Dr Vidya Yerwadekar, gynaecologist and a working mother says
sicknesses like osteoporosis, back aches, depression, hyper
acidity, anaemia and urinary infections call be fall-outs for
women who ignore their diets.
Well for those working women out there who want to know where
to get started with a healthy diet, this is what the experts
say.
Proper Food Combinations
Aditi Kulkarni, senior dietician, Endurance Fitness Club: Aditi
feels that timing and proper combination of foods can go a long
way in maintaining a healthy lifestyle.
- Food with a combination of proteins and vitamin A, carbo-hydrates
and vitamin B, iron and vitamin C are ideal.

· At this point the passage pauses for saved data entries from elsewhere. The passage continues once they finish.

PR #149, opened 2019-09-17
Add backward file compatibility tests 

DaveTryon:
#### Describe the change
Add tests to ensure that old versions of Axe.Windows can open A11yTest files generated by the current build. There's a standalone test app (CurrentFileVersionCompatibilityTests.exe) that gets run after the scan_integration test completes. This test app uses Axe.Windows 0.3.1 to pin the old behavior. If the results don't match expectations, then the test fails.


src/AutomationTests/AutomationIntegrationTests.cs
```diff
@@ -59,6 +60,41 @@ public void Scan_Integration()
...
             Assert.IsTrue(Regex.IsMatch(output.OutputFile.A11yTest, regexForExpectedFile));
             Assert.IsTrue(File.Exists(output.OutputFile.A11yTest));
+
+            EnsureGeneratedFileIsReadableByOldVersionsOfAxeWindows(output, TestProcess.Id);
+        }
+
+        private void EnsureGeneratedFileIsReadableByOldVersionsOfAxeWindows(ScanResults scanResults, int processId)
+        {
+            string targetFolder = Path.GetFullPath(
+                Path.Combine(Directory.GetCurrentDirectory(), @"..\..\..\CurrentFileVersionCompatibilityTests\bin",
```
jalkire: Other paths in this class are pulled out as readonly at the top of the class. Might be worth considering here.

src/AxeWindows.sln
```diff
@@ -1,7 +1,7 @@
 ﻿
 Microsoft Visual Studio Solution File, Format Version 12.00
-# Visual Studio 15
-VisualStudioVersion = 15.0.28307.757
+# Visual Studio Version 16
+VisualStudioVersion = 16.0.29215.179
```
jalkire: Did we decide to embrace VS2019?

jalkire:
Do we want the reverse of this? ie a test to ensure the current version of Axe.Windows can open an old file. Not that it would need to be a part of this PR

DaveTryon:
Those tests were added earlier. They're in the OldFileVersionCompatibilityTests project. 

---
In reply to: [532432934](https://github.com/microsoft/axe-windows/pull/149#issuecomment-532432934) [](ancestors = 532432934)

src/AxeWindows.sln
DaveTryon: I thought we had, but the docs still say 2017. Reverting...

---
In reply to: [325417068](https://github.com/microsoft/axe-windows/pull/149#discussion_r325417068) [](ancestors = 325417068)

src/AutomationTests/AutomationIntegrationTests.cs
DaveTryon: Done!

- Soya products and bean sprouts are a good source of en-ergy
boosting high biological value proteins.
- Health food products like whole-wheat bread, wheat pas-tas
and tofu are also a great source of mono and saturated fatty
acids.
- For non-vegetarians, an egg with a yolk is a good energy
booster. Eating only egg whites provides incomplete protein
and lecithin to the body.
- Salads with olive or mustard oil dressing work well too.
- Instead of fruit juices, eating a whole fruit is more
energising because of high fibre content. If you still prefer
juices, have a mixed fruit juice, unstrained.
Eating Habits
- Break your eating habits into three meals and two snacks
during the day.
- The old rule of ‘breakfast like a king and dinner
like a pauper’ is still accurate. Eating breakfast
is very healthy, as the body’s metabolic rate is very
high in the morning.
- Breakfast must include cereals and a combination of proteins
and vitamins like oranges, papayas and milk.

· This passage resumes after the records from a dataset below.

PR #154, opened 2019-09-24
Update to Roslyn Analyzers 2.9.5 (final beta)

DaveTryon:
#### Describe the change
Update to Roslyn Analyzers 2.9.5 (final beta). The final 2.9.5 release (based on the 2.9.4 beta) is probably about 2 weeks away, but it should be just an update to the project files with no code changes, as the code changes are contained in this PR. The only code changes were around P/Invoke handling, where we restrict P/Invoke to assemblies that are in the Windows\System32 directory


src/SystemAbstractions/SystemAbstractions.csproj
```diff
@@ -9,7 +9,15 @@
   <Import Project="..\..\build\NetStandardRelease.targets" />
 
   <ItemGroup>
+    <PackageReference Include="Microsoft.CodeAnalysis.Analyzers" Version="2.9.5-beta1.final">
```
RobGallo: I'm wondering if these additions should be in build/NetStandardTest.targets.

src/Win32/InternalsVisibleTo.cs
```diff
@@ -2,6 +2,10 @@
 // Licensed under the MIT license. See LICENSE file in the project root for full license information.
 using System.Diagnostics.CodeAnalysis;
 using System.Runtime.CompilerServices;
+using System.Runtime.InteropServices;
+
+// Limit P/Invoke to assemblies located in the System32 folder
```
RobGallo: I see now why you wanted to rename this file. The floor is open.

src/Win32/Win32.csproj
```diff
@@ -7,7 +7,15 @@
   </PropertyGroup>
 
   <ItemGroup>
+    <PackageReference Include="Microsoft.CodeAnalysis.Analyzers" Version="2.9.5-beta1.final">
```
RobGallo: These are still/already set in build/NetStandardRelease.targets. I'm wondering if the analyzers should be in NetStandardAll.targets

DaveTryon: Per our conversation, removed from NetStandardRelease.targets and leaving them where VS tooling can update them

src/SystemAbstractions/SystemAbstractions.csproj
DaveTryon: Per our conversation, removed from NetStandardRelease.targets and leaving them where VS tooling can update them

src/Win32/InternalsVisibleTo.cs
DaveTryon: Per our conversation, file is again named AssemblyInfo.cs. I checked docs\AssessingInternals.md, and that file already says AssemblyInfo.cs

- Lunch should be very light and include buttermilk (very
healthy source of calcium), salads with broccoli, mushrooms
and olives (prevents toxins from accumulating in the body)
and fruits.
- Dinner should be eaten before 7 pm and should include
cooked food. If you’re still hungry, you can munch
on salads, fruits or even soup later
- Soya products like nuts, beans, chaklis, puffed rice,
whole wheat bran biscuits, bean sprouts and wheat pastas
make ideal snack options
- Popping a muti-vitamin and a mineral pill after breakfast
also helps prevent stress and boost energy
Do’s And Don’ts
Kamal Palia, chief nutritionist, Ruby Hall Clinic: Kamal says
it’s very important that women are aware of what they
are putting in their mouths.
- Avoid fast foods as they are high in fat. Simultaneously,
it will result in low energy levels.
- Avoid all kinds of fried food and instead, bake or grill
your food.
- Instead of cheese, you can substitute with paneer or
tofu. Idlis are also a very healthy option
- Instead of dry fruits, munch on chana or popcorn.
- Drinking water through the day is very vital. Alternatively,
you can substitute with butter-milk or coconut water.
- Use non-stick pans while cooking, as they require very
little oil.
- Finally, a little bit of yoga and deep breathing exercises
will keep you fit as a fiddle, and raring to go!